Recorded information.

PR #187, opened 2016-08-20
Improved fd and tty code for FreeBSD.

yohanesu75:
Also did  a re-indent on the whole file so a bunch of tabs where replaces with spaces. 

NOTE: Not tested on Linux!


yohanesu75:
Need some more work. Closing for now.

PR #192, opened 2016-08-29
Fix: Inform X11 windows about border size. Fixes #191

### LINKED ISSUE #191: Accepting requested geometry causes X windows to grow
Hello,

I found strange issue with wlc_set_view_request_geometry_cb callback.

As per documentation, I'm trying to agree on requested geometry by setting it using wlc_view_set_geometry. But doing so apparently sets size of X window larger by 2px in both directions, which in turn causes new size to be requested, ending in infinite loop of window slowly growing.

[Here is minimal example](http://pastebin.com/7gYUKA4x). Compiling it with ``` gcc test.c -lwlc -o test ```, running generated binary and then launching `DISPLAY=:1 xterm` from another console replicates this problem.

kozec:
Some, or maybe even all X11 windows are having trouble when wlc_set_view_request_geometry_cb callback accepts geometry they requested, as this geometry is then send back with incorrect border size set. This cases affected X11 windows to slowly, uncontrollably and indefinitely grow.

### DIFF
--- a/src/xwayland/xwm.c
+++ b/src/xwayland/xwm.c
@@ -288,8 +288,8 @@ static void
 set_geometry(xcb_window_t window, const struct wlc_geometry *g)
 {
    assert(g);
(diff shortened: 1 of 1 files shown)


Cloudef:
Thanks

Exercise instructions.
Nothing should be missing: every line above must be reproduced exactly.

Exercise solution.
PR #187, opened 2016-08-20
Improved fd and tty code for FreeBSD.

yohanesu75:
Also did  a re-indent on the whole file so a bunch of tabs where replaces with spaces. 

NOTE: Not tested on Linux!


yohanesu75:
Need some more work. Closing for now.

PR #192, opened 2016-08-29
Fix: Inform X11 windows about border size. Fixes #191

### LINKED ISSUE #191: Accepting requested geometry causes X windows to grow
Hello,

I found strange issue with wlc_set_view_request_geometry_cb callback.

As per documentation, I'm trying to agree on requested geometry by setting it using wlc_view_set_geometry. But doing so apparently sets size of X window larger by 2px in both directions, which in turn causes new size to be requested, ending in infinite loop of window slowly growing.

[Here is minimal example](http://pastebin.com/7gYUKA4x). Compiling it with ``` gcc test.c -lwlc -o test ```, running generated binary and then launching `DISPLAY=:1 xterm` from another console replicates this problem.

kozec:
Some, or maybe even all X11 windows are having trouble when wlc_set_view_request_geometry_cb callback accepts geometry they requested, as this geometry is then send back with incorrect border size set. This cases affected X11 windows to slowly, uncontrollably and indefinitely grow.

### DIFF
--- a/src/xwayland/xwm.c
+++ b/src/xwayland/xwm.c
@@ -288,8 +288,8 @@ static void
 set_geometry(xcb_window_t window, const struct wlc_geometry *g)
 {
    assert(g);
(diff shortened: 1 of 1 files shown)


Cloudef:
Thanks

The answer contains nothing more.